(Problem statement) Output the entries below exactly, from the first line to the line holding "My pick is Ace", both included.

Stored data
○ ○ ○ ○ ○ ○ ○
Issue #182, opened 2020-06-17
Create an AskScript Playground from scratch


czerwinskilukasz1:
The current editor is a giant hack, we want have clean and well-structured code, hence use the editor.
Some notes on the editor can be found here: https://github.com/xFAANG/askql/issues/108

czerwinskilukasz1:
During my research it turned out that Monaco Editor does not support mobile devices. 
Also, Monaco Editor uses a completely different syntax highlighting than VS Code, so we'd need to implement it twice anyway, hence not much benefit from picking Monaco Editor.
Also, Playground should be playable on smartphones.

My pick is Ace editor, which is used in Cloud9, Amazon cloud-based IDE - so strong support guaranteed.
As for syntax highlighting for AskScript, good news too: "The Ace highlighting system is heavily inspired by the TextMate language grammar. ".
Moreover, they provide a tool which speeds up converting .tmlanguage file (used in VS Code) to their Ace highlighting system. This will likely mean much faster conversion.

mhagmajer:
> During my research it turned out that Monaco Editor does not support mobile devices.

I'm not concerned about people not being able to type code from their mobile devices.

> Also, Monaco Editor uses a completely different syntax highlighting than VS Code

Can you explain how exactly? I'm confused because it says on the Monaco Editor website that "The Monaco Editor is the code editor that powers VS Code". I would assume that the VS Code uses all its features including the code highlighting.

> Also, Playground should be playable on smartphones.

Sure. Playing save code examples should not require people to do any code editing.

czerwinskilukasz1:
>  I'm not concerned about people not being able to type code from their mobile devices.

I am. I think we shouldn't lock ourselves with an editor which doesn't support mobile if there are other editor doing a better job.

> Can you explain how exactly? I'm confused because it says on the Monaco Editor website that "The Monaco Editor is the code editor that powers VS Code". I would assume that the VS Code uses all its features including the code highlighting.

Could you trust me on this one?

mhagmajer:
> I am. I think we shouldn't lock ourselves with an editor which doesn't support mobile if there are other editor doing a better job.

Can you give some examples of programming language playgrounds that officially support editing code on mobile phones and tablets?

> Could you trust me on this one?

[...]

Issue #187, opened 2020-06-19
AskScript Playground: instead of sending AskScript send AskCode


czerwinskilukasz1:
Current Playground is sending AskScript to the server and server is parsing it to AskCode and then executing. 
What would show the idea of AskQL even better is to parse AskScript to AskCode in the browser and then send AskCode to the server, which is what would happen in real communication with an AskQL server. This requires adding AskScript parser to the Playground _frontend_.

czerwinskilukasz1:
Related to issue https://github.com/xFAANG/askql/issues/349

PR #189, opened 2020-06-19
feat(playground): add backend for AskScript Playground

czerwinskilukasz1:
It's a backend counter-part of #182 .


package.json
```diff
@@ -42,12 +42,16 @@
     "url": "https://github.com/xFAANG/askql/issues"
   },
   "homepage": "https://askql.org/",
-  "dependencies": {},
+  "dependencies": {
+    "cors": "^2.8.5",
+    "nanoid": "^3.1.10"
+  },
```
mhagmajer, line 48: These are all dev-dependencies for now. When we add package-level package.json file, then we can do this differentiation. This means that the playground is only available for development of this project.

src/demoAskScriptServer.ts
```diff
@@ -0,0 +1,154 @@
+#!/usr/bin/env node
```
mhagmajer, line 1: This should not be required to run this as script

package.json
czerwinskilukasz1: OK, done.

src/demoAskScriptServer.ts
czerwinskilukasz1: You added it to demoServer.ts, I just mimicked the same style.

image

Removing it from both files then.

czerwinskilukasz1:
> Same comments as in #87. Basically, what's different about this and demo server?
@mhagmajer 

Referring to your [comment here](https://github.com/xFAANG/askql/pull/87#discussion_r438127321) (having an odd endpoint that returns JavaScript code for adding HTML tags in browser):

The previous version accepted requests from the hacky frontend, so it needed to accept weird request structure and respond with even more weird response (a string with a piece of JS code, yuck).
This server returns a very clean response with the result data or an error message only.


Referring to [this comment](https://github.com/xFAANG/askql/pull/87#discussion_r438125917) (displaying logs):
I would like to have preview of what queries were run. It's very similar to the output you added to your server except that mine works better for multiple requests coming in at the same moment (this is what I used nanoid for).
We could use some sort of logging to file later on, but let's create the first version first and then work further to make it perfect. 

Referring to [this comment](https://github.com/xFAANG/askql/pull/87#discussion_r438125831) (working the same as demoServer does):
The server currently accepts AskScript not AskCode.  The communication model we promote is using AskCode for network communication, so modifying a great example of an AskCode server doesn't sound right to me. We should keep the ultimate version of the server clean and not contaminate it with such intermittent changes.

Referring to [this comment](https://github.com/xFAANG/askql/pull/87#discussion_r438124257) (having an endpoint for /, which redirects a person to askql.org website):
Because why not? I wanted to use /askscript endpoint for accepting the code to underline it's AskScript not AskCode sent over (will change in the future, we talked about this).

Does it answer your questions?

mhagmajer:
> I would like to have preview of what queries were run.

How are you going to capture the backend `console.log` output and use it for diagnosticts?

> The server currently accepts AskScript not AskCode. The communication model we promote is using AskCode for network communication, so modifying a great example of an AskCode server doesn't sound right to me. We should keep the ultimate version of the server clean and not contaminate it with such intermittent changes.

Both the demoServer and server from this PR accept AskScript as input. If you wish to add an option for the program to come in as AskCode, you can achieve that for example by adding option for it with a URL param. I disagree on forking the same feature because we want a different option to it. Let's reuse the what we can.

> Referring to this comment (having an endpoint for /, which redirects a person to askql.org website):
Because why not? I wanted to use /askscript endpoint for accepting the code to underline it's AskScript not AskCode sent over (will change in the future, we talked about this).

Demo server can have whatever endpoints we want. Let's make it clear what they are and how people should use them

czerwinskilukasz1:
> > I would like to have preview of what queries were run.
> 
> How are you going to capture the backend `console.log` output and use it for diagnosticts?

Using `tee` or a redirect to a log file works well as a first version. I'm already using it so. 
There are of course hundreds of ways to log things, there also dozens of other aspects of the code we could discuss now. However, how about we focus on making progress in iterations instead of trying to work on a perfect solution in one commit?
○ ○ ○ ○ ○ ○ ○
(Written response)
Issue #182, opened 2020-06-17
Create an AskScript Playground from scratch


czerwinskilukasz1:
The current editor is a giant hack, we want have clean and well-structured code, hence use the editor.
Some notes on the editor can be found here: https://github.com/xFAANG/askql/issues/108

czerwinskilukasz1:
During my research it turned out that Monaco Editor does not support mobile devices. 
Also, Monaco Editor uses a completely different syntax highlighting than VS Code, so we'd need to implement it twice anyway, hence not much benefit from picking Monaco Editor.
Also, Playground should be playable on smartphones.

My pick is Ace editor, which is used in Cloud9, Amazon cloud-based IDE - so strong support guaranteed.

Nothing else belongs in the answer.